Within a couple of months he was throwing his own lavish parties all over Mexico City, and at a CIA-run house on the Pacific Coast. His target was Evita Perez, twenty and beautiful. Her mother was the third daughter of the governor of the state of Hidaglo, and her father was the assistant secretary of finance for the federal government. They were an old, prestigious Mexican family, with important contacts throughout the country. After their wedding and honeymoon, Yarnell surrounded himself with a crowd at their palatial home outside Mexico City and at other times at their mountain home, or at the seaside CIA house. Darby’s mob, as he called them, were mostly Mexican and Latin American high government officials, and the product he was sending back to Langley was nothing short of stellar. But Baranov’s, and therefore Yarnell’s, chief target (an operation that ruined the poor young Evita) was another rising star within the CIA. Donald Suthland Powers, who would later become the Director of Central Intelligence. Yarnell, under Baranov’s expert direction, set up a series of sophisticated honey traps for Powers, in which Powers would appear to be in Yarnell’s debt. The operation was a lengthy one, and extremely delicate.
Powers, who trusted Yarnell until the very end, never suspected that he was being manipulated. But step by step he was placed in incriminating circumstances showing up at a nightclub known to be a communist hangout; driving through a communist neighborhood at the young hours of the day, and too often, being photographed time and again in the vicinity of known KGB agents. All of it was staged, of course, and to Powers’s discredit, he never once bothered to take a good look around him. That operation did not come to fruition until years later, well after Yarnell quit the CIA, and even after he’d given up his Senate seat to become a lobbyist for a number of powerful multinational corporations and adviser to the President of the United States. The other shoe fell when Powers was appointed to run the CIA by a president who, like everyone else, had been dazzled by Yarnell. McGarvey was called out of retirement in Lausanne, Switzerland by a fantastic tale of betrayal supposedly leaked by Artime Basulto, a Cuban who had supported Batista until the revolution. Basulto, by then living in the States as a drug dealer, was, like everyone in the charade, being manipulated indirectly by Baranov. The target was Powers, of course, as well as the credibility of the entire Central Intelligence Agency.

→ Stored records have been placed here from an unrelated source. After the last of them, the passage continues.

PR #11826, opened 2020-12-09
Move AssignTagModerator from labor to services

citizen428:

- [x] Refactor

## Description

This PR moves `AssignTagModerators` in `app/labor` to 3 services in `app/services`.

1. `TagModerators::AddTrustedRole`: is a separate service because we need this functionality in another context too.
2. `TagModerators::Add`: Adds users tag moderators
3. `TagModerators::Add`: Removes a user as a tag moderator

I also did some minor code reorganization/cleanup in the process, but mostly tried to keep things as they were.

Try to add/remove tag moderator roles via the admin area.

## Added tests?

- [X] Yes and moved existing ones

## Added to documentation?

- [x] No documentation needed


rhymes (changes requested):
I get an error in the https://github.com/forem/forem/blob/1729cf02ad1718df58ea301f2da82fd0062f47d1/app/controllers/admin/tags/moderators_controller.rb#L15 when I tried to add a moderator to a tag

citizen428:
Ah yes, that'd be one of these cases where the code works better when you actually commit all the files 🤦 Will add it tomorrow.

rhymes (commented):
I tried to re-test it but now I get this error, any idea?

Screenshot_2020-12-11 NoMethodError at admin tags 13 moderator

I tried to reimport the fields from the CSV, `ProfileField.count` says 28 and `available_for` is in there. I did notice though there's no data in the profile object. I tried to add it by hand but I still get the same error.

```ruby
=> #<Profile:0x00007fdfc8d5ef08
 id: 11,
 user_id: 11,
 data: {"custom_attributes"=>{"available_for"=>""}},
 created_at: Thu, 10 Dec 2020 18:10:21 UTC +00:00,
 updated_at: Fri, 11 Dec 2020 09:54:28 UTC +00:00>
```

this is the status of my profile object ("available_for" was added manually, quite sure I did not understand the code correctly since that doesn't fix the issue)

citizen428:
@rhymes: `available_for` is not supposed to go into `custom_attributes`, that's solely for the the 5 attributes users can define by themselves. However, whether or not a profile responds to an attribute is independent from the JSONB hash containing this key.

```ruby
p = Profile.new
p.data
p.data
#=> { "custom_attributes" => {} }
p.respond_to?(:available_for)
p.respond_to?(:available_for)
#=> true
```

What's weird is that during the PR for ignoring the columns on user, everything was tested a lot by me, Molly and Fernando. We only saw weird issues like this with caching enabled and now it started re-appearing after I moved the profile initialization code from the profile model to `after_initialize` as you suggested. I have a weird gut feeling that this introduced the problem and here's why:

* My previous solution with calling `refresh_attributes` explicitly in `Profile`'s class body: the moment the class is loaded, it's ready and all accessors are set up.
* The new code using `after_initialize`: when `User` is loaded, `after_initialize` did not run yet. This means the accessors aren't available, which would explain this error. 

I'm very tempted to roll back this change from `after_initialize` to how it was before and see if things work again.

rhymes:
@citizen428 let's do it. Thanks for the explanation!

citizen428:
@rhymes I rebased this against current `master`, please re-review, thanks!

rhymes (approved):
Works great, thanks!

benhalpern (approved):

PR #11832, opened 2020-12-09
Create services for busting organizations, podcast episodes, listings, and users

atsmith813:
- [x] Refactor

## Description
_I'm choosing to refactor a handful of methods/services at once in this PR since they're similar._

Here are the methods:
- [x] bust_page
- [x] bust_tag
- [x] bust_events
- [x] bust_podcast
- [x] bust_organization
- [x] bust_podcast_episode
- [x] bust_listings
- [x] bust_user
- [x] bust_tag_pages
- [x] bust_home_pages
- [x] bust_article
- [x] bust_article_comment
- [x] bust_comment

## Added tests?
- [x] Yes

## Added to documentation?
- [x] No documentation needed

jersey_shore_moving_on_gif

### DIFF
--- a/app/services/edge_cache/bust_organization.rb
+++ b/app/services/edge_cache/bust_organization.rb
@@ -1,0 +1,17 @@
+module EdgeCache
+  class BustOrganization < Bust
+    def self.call(organization, slug)
+      return unless organization && slug
+
+      bust("/#{slug}")
+
+      begin
+        organization.articles.find_each do |article|
+          bust(article.path)
+        end
+      rescue StandardError => e
+        Rails.logger.error("Tag issue: #{e}")
+      end
+    end
+  end
+end
--- a/app/services/edge_cache/bust_podcast_episode.rb
+++ b/app/services/edge_cache/bust_podcast_episode.rb
@@ -1,0 +1,18 @@
+module EdgeCache
+  class BustPodcastEpisode < Bust
+    def self.call(podcast_episode, path, podcast_slug)
+      return unless podcast_episode && path && podcast_slug
+
+      podcast_episode.purge
+      podcast_episode.purge_all
+
+      begin
+        bust(path)
+        bust("/#{podcast_slug}")
+        bust("/pod")
+      rescue StandardError => e
+        Rails.logger.warn(e)
+      end
+    end
+  end
+end
--- a/app/services/edge_cache/bust_user.rb
+++ b/app/services/edge_cache/bust_user.rb
@@ -1,0 +1,22 @@
+module EdgeCache
+  class BustUser < Bust
+    def self.call(user)
+      return unless user
+
+      username = user.username
+
+      paths = [
+        "/#{username}",
+        "/#{username}?i=i",
+        "/#{username}/comments",
+        "/#{username}/comments?i=i",
+        "/#{username}/comments/?i=i",
+        "/live/#{username}",
+        "/live/#{username}?i=i",
+        "/feed/#{username}",
+      ]
+
+      paths.each { |path| bust(path) }
+    end
+  end
+end
--- a/spec/services/edge_cache/bust_organization_spec.rb
+++ b/spec/services/edge_cache/bust_organization_spec.rb
@@ -16,4 +16,11 @@ RSpec.describe EdgeCache::BustOrganization, type: :service do
     expect(described_class).to have_received(:bust).with("/#{slug}").once
     expect(described_class).to have_received(:bust).with(article.path).once
   end
+
+  it "logs an error" do
+    allow(described_class).to receive(:bust).with("/5").once
+    allow(Rails.logger).to receive(:error)
+    described_class.call(4, 5)
+    expect(Rails.logger).to have_received(:error).once
+  end
 end
--- a/spec/services/edge_cache/bust_organization_spec.rb
+++ b/spec/services/edge_cache/bust_organization_spec.rb
@@ -1,0 +1,19 @@
+require "rails_helper"
+
+RSpec.describe EdgeCache::BustOrganization, type: :service do
+  let(:organization) { create(:organization) }
+  let(:article) { create(:article, organization: organization) }
+  let(:slug) { "slug" }
+
+  before do
+    allow(described_class).to receive(:bust).with("/#{slug}").once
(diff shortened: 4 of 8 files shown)


app/services/edge_cache/bust_user.rb
```diff
@@ -0,0 +1,22 @@
...
+        "/#{username}?i=i",
+        "/#{username}/comments",
+        "/#{username}/comments?i=i",
+        "/#{username}/comments/?i=i",
+        "/live/#{username}",
+        "/live/#{username}?i=i",
+        "/feed/#{username}",
+      ]
+
+      paths.each { |path| bust(path) }
```
atsmith813, line 19: This style was used originally, so I just copied it over!

app/services/edge_cache/bust_podcast_episode.rb
```diff
@@ -0,0 +1,18 @@
...
+
+      podcast_episode.purge
+      podcast_episode.purge_all
+
+      begin
+        bust(path)
+        bust("/#{podcast_slug}")
+        bust("/pod")
+      rescue StandardError => e
+        Rails.logger.warn(e)
```
atsmith813, line 14: I'm not sure why we rescue errors here. I'm guessing it's something with podcast episodes?

app/services/edge_cache/bust_organization.rb
```diff
@@ -0,0 +1,17 @@
...
+      return unless organization && slug
+
+      bust("/#{slug}")
+
+      begin
+        organization.articles.find_each do |article|
+          bust(article.path)
+        end
+      rescue StandardError => e
+        Rails.logger.error("Tag issue: #{e}")
```
atsmith813, line 13: I'm not sure why we rescue errors here or call the errors 'Tag issue' 🤔

app/services/edge_cache/bust_podcast_episode.rb
```diff
@@ -0,0 +1,18 @@
+module EdgeCache
+  class BustPodcastEpisode < Bust
+    def self.call(podcast_episode, path, podcast_slug)
+      return unless podcast_episode && path && podcast_slug
+
+      podcast_episode.purge
+      podcast_episode.purge_all
+
+      begin
```
atsmith813, line 9: If we take a look at the original code...

https://github.com/forem/forem/blob/eee63068dcde7e342a0d204666f3ba98c938ea2c/app/labor/cache_buster.rb#L140-L153

We are making duplicate actions (`bust(path)`, `podcast_episode.purge`, and `podcast_episode.purge_all`). Is this intentional to cover an edge case?

cc: @benhalpern

app/services/edge_cache/bust_organization.rb
rhymes: 🤔🤔🤔 :D

rhymes (approved):
LGTM!

spec/services/edge_cache/bust_podcast_episode_spec.rb
```diff
@@ -0,0 +1,43 @@
...
+    end
+
+    expect(podcast_episode).to have_received(:purge)
+    expect(podcast_episode).to have_received(:purge_all)
+  end
+
+  it "logs an error" do
+    allow(Rails.logger).to receive(:warn)
+    allow(described_class).to receive(:bust).and_raise(StandardError)
+    described_class.call(podcast_episode, 12, podcast_slug)
```
vaidehijoshi, line 40: Same question about the `12` here :) The function definition makes me think we should be passing `podcast_path` here instead of `12`...but if not, I am curious why not

spec/services/edge_cache/bust_organization_spec.rb
```diff
@@ -0,0 +1,26 @@
...
+    described_class.call(organization, slug)
+
+    expect(described_class).to have_received(:bust).with("/#{slug}").once
+    expect(described_class).to have_received(:bust).with(article.path).once
+  end
+
+  it "logs an error" do
+    allow(described_class).to receive(:bust).with("/5").once
+    allow(Rails.logger).to receive(:error)
+    described_class.call(4, 5)
```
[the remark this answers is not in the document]
atsmith813: I have no idea, I copied it over from the existing spec

https://github.com/forem/forem/blob/c2982ef0fc9dfc75a12ebdbfb8f78fc16110a8ac/spec/labor/cache_buster_spec.rb#L79

My guess is they are "random, invalid arguments".

spec/services/edge_cache/bust_podcast_episode_spec.rb
atsmith813: The same thing here - I have no idea, I copied it over from the existing spec

https://github.com/forem/forem/blob/c2982ef0fc9dfc75a12ebdbfb8f78fc16110a8ac/spec/labor/cache_buster_spec.rb#L92

My guess is `12` is an "invalid argument".

app/services/edge_cache/bust_organization.rb
atsmith813: That makes sense! Maybe @benhalpern has some insight as to where this came from originally.

My plan is to leave it for now. I'm trying to change as little as possible in the logic of the service so it's much easier to debug if something goes wrong when flipping the switch to using the service. By keeping the "copy/pasta" in place, the scope of debugging is much more narrow - I'm basically checking on the calling of the service. Then, once the services are up and running, we can always revisit for specific cleanups

vaidehijoshi (approved):

citizen428 (approved):

app/services/edge_cache/bust_organization.rb
benhalpern: I merged this because it seems fine to maintain the code in the refactor, all else equal.

— But this particular rescue is the sort of thing that dates back to this _solo project rapidly do something to get it working_, so I have no specific idea why this is needed as such. Most likely can be removed if it seems like it can.

app/services/edge_cache/bust_podcast_episode.rb
benhalpern: We used to not have the `purge` and `purge_all` functionality mapping properly to the surrogate keys, so this very well could be completely unneeded duplicate or reminiscent to some case not 100% handled by either version. But I'm not sure which would be the case....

An incompetent president and an out-of-control Congress had hired Powers, supposedly a traitor to run the CIA. The weapons were Powers’s indiscretions in Mexico City and the dogged determination that McGarvey had shown in Vietnam and later in Chile and Germany. McGarvey was sent to investigate Yarnell, and in so doing unwittingly forced Yarnell into killing Powers, which in turned forced McGarvey to put a bullet into Yarnell’s brain. Neat and tidy. Except that in the end, Donald Powers, who was an innocent man and an outstanding DCI, was dead. Poor Evita, who had learned to believe in Baranov, shot herself to death.
And as a bit of insurance, as a backstop against future events, Baranov arranged to make McGarvey witness Darby Yarnell’s seduction of McGarvey’s ex-wife. Was it happening again, Rencke wondered, sitting back and closing his eyes. Baranov had guessed that someday Powers would rise to head the CIA, so he had sown the seeds of the man’s destruction years earlier. Had he also seen McGarvey’s rise and sown the seeds of his destruction? All the clues were there. Everything that he needed to know in order to unravel the problem was in front of him, and yet he was blind. He got up and began hopping from foot to foot, the rhythmic motion keeping time with his thoughts.
Putting a bullet into Powers’s head in Mexico City in the early days would not have been the Baranov style. The Russian had never been interested in merely bringing down a single individual, because he understood that when one man fell there was usually another to take his place. Instead, Baranov chose to bring down as many people as possible with one stroke, even bring down entire organizations. Not only kill the man, but kill the idea, kill the confidence in the institution.
That would help explain all the targets this time: Kathleen and Yemm in the USVI, Elizabeth in Vail, and even himself on the Parkway. But he couldn’t see it. He could not see the whole picture. Something was missing. Something vastly important. Something that he should know.
Otto stopped. Christ. Goddamn hell. Most of the people Baranov manipulated did not know that they were being managed. They had no idea. They were never allowed to see the whole picture. Network Martyrs was at least twenty years old. Its trigger point was probably the same kind of trigger that had led to Donald Powers’s downfall.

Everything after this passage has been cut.